Akhiri ‘momok’ militan
Ms. Keita mengatakan itu kewajiban Dewan Keamanan untuk sepenuhnya mendukung upaya regional untuk meredakan ketegangan diplomatik dan keamanan saat ini antara Negara-negara tetangga dan “mengakhiri momok kelompok-kelompok bersenjata”.
“Jika M23 melanjutkan serangannya yang terkoordinasi dengan baik terhadap FARDC dan MONUSCO dengan peningkatan kemampuan konvensional, misi tersebut mungkin menemukan dirinya dihadapkan oleh ancaman yang melampaui kemampuannya saat ini,” Ms. Keita memperingatkan.
Dia juga memperingatkan bahwa kegiatan milisi yang sedang berlangsung di DRC timur mengancam untuk membalikkan kemajuan yang diperoleh dengan susah payah dalam keamanan di seluruh negeri dan kawasan.
Langsung mulai respon
Perwakilan Khusus memperbarui para duta besar tentang Rencana Tanggapan untuk krisis M23, yang dikembangkan oleh Tim Negara Kemanusiaan dan didanai oleh Koordinator Kemanusiaan, yang telah mengalokasikan $5 juta dari Dana Kemanusiaan.

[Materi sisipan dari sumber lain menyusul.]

PR #67, opened 2013-03-17
Order music library

ejohnson44:
Gives the music library a basic ordering.

This has NOT been tested with multiple phones - I am pushing it now because I won't have access to another phone until Wednesday, but if anyone wants to see if this works as it they are welcome to test it out. If not, I will just test on Wednesday or Thursday and update it then

### DIFF
--- a/SoundStream/src/com/lastcrusade/soundstream/model/SongMetadata.java
+++ b/SoundStream/src/com/lastcrusade/soundstream/model/SongMetadata.java
@@ -1,13 +1,11 @@
 package com.lastcrusade.soundstream.model;
 
-import java.util.Arrays;
-
 import android.os.Parcel;
 import android.os.Parcelable;
 
 import com.lastcrusade.soundstream.util.DefaultParcelableCreator;
 
-public class SongMetadata implements Parcelable, Comparable<SongMetadata> {
+public class SongMetadata implements Parcelable{
 
     //this is REQUIRED for Parcelable to work properly
     public static final Parcelable.Creator<SongMetadata> CREATOR = new DefaultParcelableCreator(SongMetadata.class);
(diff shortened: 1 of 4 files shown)


SoundStream/src/com/lastcrusade/soundstream/model/SongMetadata.java
```diff
@@ -99,4 +101,27 @@ public void setMacAddress(String macAddress) {
         this.macAddress = macAddress;
     }
 
+
+    /*
+     * To aid in ordering music - compares music by
+     * artist, then album, then song title
+     */
+    @Override
+    public int compareTo(SongMetadata another) {
```
theJenix: Generally, it's good practice to not implement Comparator in the actual model object, because it pushes business logic into the model objects.  It might be better to either create this as an anonymous inner class in MusicLibraryService, or create this as a separate class that's used in MusicLibraryService.

SoundStream/src/com/lastcrusade/soundstream/service/MusicLibraryService.java
```diff
@@ -114,8 +114,13 @@ private void unregisterReceivers() {
 
     public List<SongMetadata> getLibrary() {
         synchronized(metadataMutex) {
+            
+            //sorts the list before returning it - for now,
+            //order is simply alphabetical by artist, album, then song.
+            ArrayList<SongMetadata> music = new ArrayList<SongMetadata>(metadataList);
```
theJenix: For large libraries, sorting on each call to getLibrary may introduce a lot of latency.  At a minimum, I think we want to move the sort outside the synchronized block, but what might be better in the short and long term would be to sort in updateLibrary, because that is a relatively infrequent action.

SoundStream/src/com/lastcrusade/soundstream/model/SongMetadata.java
ejohnson44: What kind of separate class are you thinking of? I've never done much work with comparable things in a large project like this, so I really didn't know of any conventions or best practices or anything like that

SoundStream/src/com/lastcrusade/soundstream/service/MusicLibraryService.java
ejohnson44: Alright, once I work out the other problems I'll move it there

theJenix:
This is :money_with_wings: :ship: :horse:

PR #68, opened 2013-03-18
formatting and notifyDataSetChanged for userlist

reidbaker:
Updates that were not right after the merge.

### DIFF
--- a/SoundStream/src/com/lastcrusade/soundstream/components/MenuFragment.java
+++ b/SoundStream/src/com/lastcrusade/soundstream/components/MenuFragment.java
@@ -95,7 +95,9 @@ public class MenuFragment extends SherlockFragment implements ITitleable {
             @Override
             public void onReceiveAction(Context context, Intent intent) {
                 //Update library shown when the library service gets an update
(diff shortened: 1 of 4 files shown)


reidbaker:
Shame on someone for braking master.

ejohnson44:
All looks good to me. Next person who agrees can pull it in

SoundStream/src/com/lastcrusade/soundstream/components/MenuFragment.java
```diff
@@ -95,7 +95,9 @@ private void registerReceivers() {
             @Override
             public void onReceiveAction(Context context, Intent intent) {
                 //Update library shown when the library service gets an update
-                ((UserListAdapter)userView.getAdapter()).updateUsers( ((CustomApp)getActivity().getApplication()).getUserList() );
+                ((UserListAdapter)userView.getAdapter()).updateUsers(
```
theJenix, line 98: I think we should use a member variable to hold the adapter, rather than casting userView.getAdapter() to the appropriate adapter.  It makes for more deliberate code; if we change the adapter, we know we have to change the member variable, and then anything that doesnt work with the new adapter class.  I don't think this will hold up this commit, but something to consider for future work on this class.

PR #619, opened 2019-04-05
Update javascript driver in staging

meyskens:
The style analyzer now supports JS driver version v2.7.1.
This updates the deployment to undo the pinning of the old version.

Signed-off-by: Maartje Eyskens <maartje@eyskens.me>

### DIFF
--- a/.helm-staging.yml
+++ b/.helm-staging.yml
@@ -49,9 +49,11 @@ bblfshd-sidecar:
     tag: v2.12.0
   drivers:
     languages:
+      # for js we have to lock old version due to style-analyzer
       javascript:
         repository: bblfsh/javascript-driver
         tag: v2.7.1
+      # for the rest we can use latest
       python:
         repository: bblfsh/python-driver
         tag: v2.8.2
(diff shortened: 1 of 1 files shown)


.helm-staging.yml
```diff
@@ -49,11 +49,9 @@ bblfshd-sidecar:
     tag: v2.12.0
   drivers:
     languages:
-      # for js we have to lock old version due to style-analyzer
       javascript:
         repository: bblfsh/javascript-driver
-        tag: v1.2.0
-      # for the rest we can use latest
+        tag: v2.7.1
```
dpordomingo: `2.7.2` is already available.
https://hub.docker.com/r/bblfsh/javascript-driver/tags
We could maybe update to the current latest one?

carlosms: Yes, 2.7.2 is the one included in the bblfsh/bblfshd:v2.12.0-drivers image, we should be using than one please. Unless 2.7.1 is a hard requirement from @src-d/machine-learning.

smacker:
Just a note: currently style-analyzer is in CrashLoopBackOff on staging so we can deploy this without worrying that it would break current analyzer.

.helm-staging.yml
zurk: I think it should be good to use 2.7.2, nothing serious was changed there.

carlosms:
Let's follow style-analyzer and pin it to 2.7.1, then.

PR #623, opened 2019-04-08
[WIP] simplify enry service code

smacker:
this commit introduces constructors for Fn scanners and use them in enry
service instead of custom constructor for each enry feature

It doesn't simplify too much in terms of lines of code (removed only 50 lines) but it removes one level of abstraction which makes it simpler in my opinion.

Enry service is an example, I can update other services in the same way if we agree it's good idea.
@carlosms @se7entyse7en WDYT?


se7entyse7en:
> it removes one level of abstraction which makes it simpler in my opinion.

I agree with this as the layer of abstraction is also very thin. Maybe I'd have added an `AppendFn` method to `FnChangeScanner`.

As a side note, while looking at `GetChanges` and `GetFiles` I was wondering whether the order of the filter functions that we add is the optimal one. I mean that the filters that we know potentially prune the most should be the first ones for better performance.

se7entyse7en:
Well I think that the most important is that the filter for excluding vendor is the first one and it's already as is.

smacker:
ping @carlosms

Issue #154, opened 2018-08-17
Retry for poster


smacker:
Most probably should be umbrella.

We need to decide if we want some retry specific for github or it should be common retry in server (thought for example http errors don't make much sense for json poster)

We need to cover different errors differently:
1. Temporary error from remote server (for example 500) - should retry N (or forever?) times with an increasing delay
2. Network errors - similar to point 1
3. Permanent errors from remote server (for example 400) - shouldn't retry but mark them somehow (for example put in giveup queue), so we can retry them manually if error was cased by our code
4. Internal errors - not sure what to do here. Most probably similar to point 3.

bzz:
3 solutions discussed for storing re-try state:
 - in memory, global Map of URLs
 - RDBMS, add re-try count
 - external system: Queue or Redis

first 2 solution would be different from the 3rd, preferred one. 
So let's keep it open for now until we have a queue.

dpordomingo:
We already have a queue (RabbitMQ).
Considering the different errors described by @smacker, what would be the retry policy?

se7entyse7en:
Just for curiosity, is there some link to issue/PR/minutes/design doc containing the rationale behind the choice of RabbitMQ as queue instead for example of Kafka?

se7entyse7en:
BTW the easiest thing would be to just re-enqueue failed jobs indefinitely or add a `retried` field. Then we can improve this solution by having another queue for "dead" jobs (as @smacker said a 400 could be interpreted as a permanent error). If we're going to do manual operations on this dead jobs we could also consider using a DB as an alternative instead of using another queue. I'd use a queue if we plan to have another consumer that consumes from this queue and performs something.

I still have to think about how we could handle the `increasing delay`.

se7entyse7en:
One thing that we could do for jobs that failed with a recoverable error, is to push them into a "recoverable" queue with a `scheduled_for` key, and have consumers reading from it. If the read job has a `scheduled_for` datetime that is elapsed, then it is retried otherwise it's re-enqueued or the consumer waits. In the case of republishing in the queue, the delay won't be exact, but I don't think this is important.

smacker:
Kafka isn't a queue.

For other alternatives: we don't have any specific requirements for a queue. More or less any other queue would work for us. But RabbitMQ is most probably the most popular and flexible solution plus it is supported by src-d/go-queue.

smacker:
It's more or less clear how to deal with errors mentioned in the description.
[...]

PR #637, opened 2019-04-22
Poster queue

smacker:
Part of #154 

This PR introduces the ability to call poster through Queue.
Serve & work command use it by default now.

QueuePoster doesn't wrap calls to status endpoint because it can cause an incorrect result. ("success/failure" can be posted before "processing")
Currently, the server doesn't do anything if status posting failed besides logging it.
For me, it looks like making this feature asynchronous would require quite complex logic which might be isn't important for us. So I just left it as is for now.

p.s. The code in `cmd/lookoutd` is very diffictult to understand due to multiple composition of stucts. And very often the names are very confusing. For example `ServeCommand` inherites  `queueConsumerCommand` and `gocli.PlainCommand` structures. But we don't have `queueConsumer` command. Also `serve` does much more, like running watcher or data server, and it's very difficult to figure out where those methods come from.


smacker:
I have tried different approaches on how to fix tests but all of them had some flaws.
At the end, I implemented this super stupid but not very reliable way. Making it more robust (waiting until something instead of `time.Sleep`) would create another monster similar to the one we have now, so I'm not sure we want it.

PR #652, opened 2019-06-20
Deploy the Helm chart from the new stable charts repo

meyskens:
Signed-off-by: Maartje Eyskens <maartje@eyskens.me>


carlosms:
Is it ok that https://src-d.github.io/ is a 404?

meyskens:
@carlosms yup the charts are at https://src-d.github.io/charts/stable/ where `/charts` is the repo, Helm also uses `index.yaml` so you will get a 404 on the path also.

PR #176, opened 2025-05-14
feat: Allow reading compressed metadata files

lizardoluis:
The metadata files can be compressed. In this case, they have the suffix `gz.metadata.json`. This PR adds support for reading them by first decompressing.

### DIFF
--- a/iceberg-rust/src/object_store/store.rs
+++ b/iceberg-rust/src/object_store/store.rs
@@ -272,7 +272,6 @@ mod tests {
         assert!(result.is_ok());
         let metadata = result.unwrap();
         if let TabularMetadata::Table(table_metadata) = metadata {
-            // Add specific checks for `table_metadata` fields if needed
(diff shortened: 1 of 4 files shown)


iceberg-rust/src/object_store/store.rs
```diff
@@ -80,9 +83,23 @@ fn version_hint_path(original: &str) -> Option<String> {
...
+        let mut decoder = GzDecoder::new(bytes);
+        let mut decompressed_data = Vec::new();
+        decoder
+            .read_to_end(&mut decompressed_data)
+            .map_err(|e| Error::Decompress(e.to_string()))?;
+        serde_json::from_slice(&decompressed_data).map_err(Error::from)
+    } else {
+        serde_json::from_slice(bytes).map_err(Error::from)
+    }
+}
```
lizardoluis, line 97: I separated this code into this function to allow easy testing.

JanKaul:
Thanks for taking this on. Looks good to me.

PR #178, opened 2025-05-21
feat: upstream object store deduplication

### LINKED ISSUE #161: Datafusion mixes vended credentials between different tables in the same bucket
## Steps To Reproduce
- Create two tables with identical data in an Iceberg REST catalog with x_iceberg_access_delegation = Some("vended-credentials"):
	- `t1` at `s3://some-bucket/t1`
	- `t2` at `s3://some-bucket/t2`
- Run the Datafusion query `SELECT * FROM t1 UNION ALL SELECT * FROM t2`

## Expected behavior
- Query should succeed
- Credentials vended for `t1` should be used for scanning `t1`
- Credentials vended for `t2` should be used for scanning `t2`

## Observed behavior
- Query fails with permission errors
- Credentials vended for `t2` are used for scanning `t1`

## Comments
- The root cause is Datafusion's DefaultObjectStoreRegistry only takes bucket name into account when looking up the key ([register_store](https://github.com/apache/datafusion/blob/main/datafusion/execution/src/object_store.rs#L230), [get_url_key](https://github.com/apache/datafusion/blob/main/datafusion/execution/src/object_store.rs#L248)). This means that the object store instance for `t1` is discarded when the object store instance for `t2` is registered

Terlebih lagi, krisis saat ini telah memicu permintaan untuk pengembangan Respon Cepat Dana Tanggap Darurat Pusat (CERF), untuk memenuhi kebutuhan sipil di Ituri dan Kivu Utara.
Membayar upeti
Sebagai penutup, ketua MONUSCO mengungkapkan rasa terima kasihnya atas dukungan Dewan yang berkelanjutan, “khususnya pada saat misi menghadapi tantangan dalam pelaksanaan mandatnya”.
“Saya salut dengan keberanian dan keberanian para wanita dan pria yang mengabdi di bawah bendera PBBdan komitmen dari negara-negara penyumbang mereka, di bawah keadaan-keadaan yang sulit ini”.
Tangisan kesusahan
Julienne Lusenge, Presiden Solidaritas Perempuan untuk Perdamaian dan Pembangunan Terpadu (SOFEPADI) berbicara tentang tragedi yang telah berlangsung “terlalu lama” dan “pengepungan” yang terus mengancam warga sipil setiap hari.
Dia mengutip rincian serangan bersenjata yang mengerikan, termasuk seorang wanita yang harus memasak dan makan daging manusia dan trauma yang sering diakibatkan oleh pelanggaran semacam itu.
Aktivis hak asasi manusia yang diakui secara internasional juga merinci laporan tentang para ibu yang dipaksa untuk “memasak debu” dan memohon kepada Dewan untuk mendengar tangisan kesedihan mereka.
Klik di sini untuk menonton rapat secara keseluruhan.